» **Exercise**
Please copy each line from the entries that contains the string "akohlmey".

Segment Start: Extracted records

PR #4597, opened 2025-05-15
Small CMake  updates

akohlmey:
**Summary**

This adds some small updates to CMake scripting for improved consistency.

**Related Issue(s)**

N/A

**Author(s)**

Axel Kohlmeyer, Temple U

**Licensing**

**Backward Compatibility**

N/A

**Implementation Notes**

This updates the project() command to include some more (optional) information and always enable C as programming language.

~~Also we are checking for and using only the C-language interface to MPI, so we should use the imported target `MPI::MPI_C` and not `MPI::MPI_CXX`. This avoids a bogus dependency on libmpicxx and avoid compilation failures on MPI libraries that have dropped the deprecated C++ MPI class.~~

For recent GCC or Clang compilers the flag `--fuse-ld` needs to be augmented with `--ld-path`. We detect if the latter is supported and add it, if yes.

For cross-compiling to Windows we remove support for the obsolete MPICH-1.4.1 binaries and now support 64-bit Windows and MS-MPI only.

Update the version string to to be `<year>.<month>.<day>.<tweak>` with `<tweak>` being 0 for regular releases, 1-n for update releases, and 99 for development or maintenance.

**Post Submission Checklist**


cmake/CMakeLists.txt
```diff
@@ -394,7 +400,7 @@ if(PKG_ADIOS)
 endif()
 
 if(NOT CMAKE_CROSSCOMPILING)
-  find_package(MPI QUIET)
+  find_package(MPI QUIET COMPONENTS C)
```
rbberger: This is wrong.

cmake/Modules/LAMMPSInterfacePlugin.cmake
```diff
@@ -163,12 +164,12 @@ if(BUILD_MPI)
 
       ExternalProject_get_property(mpi4win_build SOURCE_DIR)
       file(MAKE_DIRECTORY "${SOURCE_DIR}/include")
-      add_library(MPI::MPI_CXX UNKNOWN IMPORTED)
```
rbberger, line 166: We're a C++ code. The correct way to use the **C bindings** of MPI with C++ is to use the MPI_CXX target. I've spent a significant amount of time correcting this in other places. Don't go backwards.

rbberger (changes requested):

cmake/Modules/LAMMPSInterfacePlugin.cmake
rbberger: If there is still any relevant MPI-2 implementation out there (I'm guessing Windows), use `MPI_CXX_SKIP_MPICXX` prior to `find_package(MPI)` to set the right defines.

rbberger: FYI, the MPI-2 C++ interface is what you get with

```cmake
find_package(MPI COMPONENTS MPICXX)
target_link_libraries(... MPI::MPI_MPICXX)
```
unlike the regular C bindings via
```cmake
find_package(MPI COMPONENTS CXX)
target_link_libraries(... MPI::MPI_CXX)
```

cmake/CMakeLists.txt
```diff
@@ -711,6 +717,7 @@ foreach(PKG_LIB POEMS ATC AWPMD H5MD)
     file(GLOB_RECURSE ${PKG_LIB}_SOURCES CONFIGURE_DEPENDS
       ${LAMMPS_LIB_SOURCE_DIR}/${PKG_LIB}/[^.]*.c ${LAMMPS_LIB_SOURCE_DIR}/${PKG_LIB}/[^.]*.cpp)
     add_library(${PKG_LIB} STATIC ${${PKG_LIB}_SOURCES})
+    target_compile_definitions(${PKG_LIB} PUBLIC -DMPICH_SKIP_MPICXX -DOMPI_SKIP_MPICXX=1)
```
rbberger: You avoid this by using `MPI_CXX_SKIP_MPICXX` from the MPI package.

cmake/Modules/LAMMPSInterfacePlugin.cmake
akohlmey: Using `MPI_CXX` incorrectly links with libmpicxx.so. We do *not* use (or want to use) any MPI C++ interface. Neither the deprecated MPI class version not the MPI:: namespace. We only use the MPI C interface thus we should not even link with a C++ MPI library.
Whether our code is written in C++ is irrelevant in that respect. We only use the C interface.

cmake/CMakeLists.txt
akohlmey: I *want* the C interface to MPI. How can this be wrong?

cmake/Modules/LAMMPSInterfacePlugin.cmake
rbberger: I understand what you think you want. But this is not it. You're fixing the wrong thing.

rbberger: > Using MPI_CXX incorrectly links with libmpicxx.so.

This is not true in general.

cmake/CMakeLists.txt
rbberger: Because you want the C interface when compiling with a C++ compiler.

akohlmey:
@rbberger I have rolled back the changes to use the MPI_C target instead of MPI_CXX. We are too close to the stable release to have a controversial pull request get merged.

Despite using the corresponding CMake variable, the C++ MPI library is needlessly linked and thus it is also not possible without an unwarranted effort to debug whether the "skip MPICXX" defines are actually applied correctly.

sjplimp (approved):

cmake/CMakeLists.txt
```diff
@@ -196,6 +203,10 @@ if((CMAKE_SYSTEM_NAME STREQUAL "Windows") AND BUILD_SHARED_LIBS)
   set(CMAKE_WINDOWS_EXPORT_ALL_SYMBOLS ON)
 endif()
 
+# do not include the (obsolete) MPI C++ bindings which makes for leaner object files
+# and avoids namespace conflicts. Put this early to increase its visbility.
+set(MPI_CXX_SKIP_MPICXX TRUE)
```
rbberger: Change to CACHE variable and FORCE it.

rbberger (approved):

Segment End: Extracted records

» **Task response**
akohlmey:
akohlmey: Using `MPI_CXX` incorrectly links with libmpicxx.so. We do *not* use (or want to use) any MPI C++ interface. Neither the deprecated MPI class version not the MPI:: namespace. We only use the MPI C interface thus we should not even link with a C++ MPI library.
akohlmey: I *want* the C interface to MPI. How can this be wrong?
akohlmey:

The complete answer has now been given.